**Task goal:**
The expected answer holds every line from the first line of the data below through the line containing "tddang-linagora, line 30: This", exactly as written, and no other line.

**Data extract:**
Issue #3479, opened 2025-02-10
[Multiple Composer] [Dev] Display multiple composer view on screen at time


dab246:
## DoD

- [ ] Create multiple composer on screen
- [ ] Limit maximum composer view displayed (Fullscreen, Normal, Minimize).

PR #3489, opened 2025-02-13
TF-3479 [Multiple Composer] Display multiple composer view on screen at time 

dab246:
## Issue

#3479 

## Resolved 

https://github.com/user-attachments/assets/2dfb2e00-f34b-4981-b43c-7145cda4d36f


lib/features/composer/presentation/view/web/composer_overlay_view.dart
```diff
@@ -0,0 +1,81 @@
...
+  @override
+  void initState() {
+    super.initState();
+    _composerManager = Get.find<ComposerManager>();
+    _responsiveUtils = Get.find<ResponsiveUtils>();
+  }
+
+  @override
+  Widget build(BuildContext context) {
+    _composerManager.syncComposerStateWhenResponsiveChanged(
```
tddang-linagora, line 30: This method call is very expensive, as it run 2 `for` loops everytime `build` method is called. Should we debounce it?

dab246: > This method call is very expensive, as it run 2 `for` loops everytime `build` method is called. Should we debounce it?

Even though 2 `for` loops are used in the function, its complexity is only O(n), so IMO, it is not too expensive. Using debouce here we will consider its efficiency when using it, is it more efficient or not?

tddang-linagora: How about we let Flutter's stream help us optimize the performance with [distinct](https://api.flutter.dev/flutter/dart-async/Stream/distinct.html)?
- Move all the logic of `syncComposerStateWhenResponsiveChanged` to a stream, with `double screenWidth` is input, and a collection of composer controllers' state is output.
- Use the `distinct` method so that if the output of the previous state is the same as current state, the stream will not emit anything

**Answer to this task:**
Issue #3479, opened 2025-02-10
[Multiple Composer] [Dev] Display multiple composer view on screen at time


dab246:
## DoD

- [ ] Create multiple composer on screen
- [ ] Limit maximum composer view displayed (Fullscreen, Normal, Minimize).

PR #3489, opened 2025-02-13
TF-3479 [Multiple Composer] Display multiple composer view on screen at time 

dab246:
## Issue

#3479 

## Resolved 

https://github.com/user-attachments/assets/2dfb2e00-f34b-4981-b43c-7145cda4d36f


lib/features/composer/presentation/view/web/composer_overlay_view.dart
```diff
@@ -0,0 +1,81 @@
...
+  @override
+  void initState() {
+    super.initState();
+    _composerManager = Get.find<ComposerManager>();
+    _responsiveUtils = Get.find<ResponsiveUtils>();
+  }
+
+  @override
+  Widget build(BuildContext context) {
+    _composerManager.syncComposerStateWhenResponsiveChanged(
```
tddang-linagora, line 30: This method call is very expensive, as it run 2 `for` loops everytime `build` method is called. Should we debounce it?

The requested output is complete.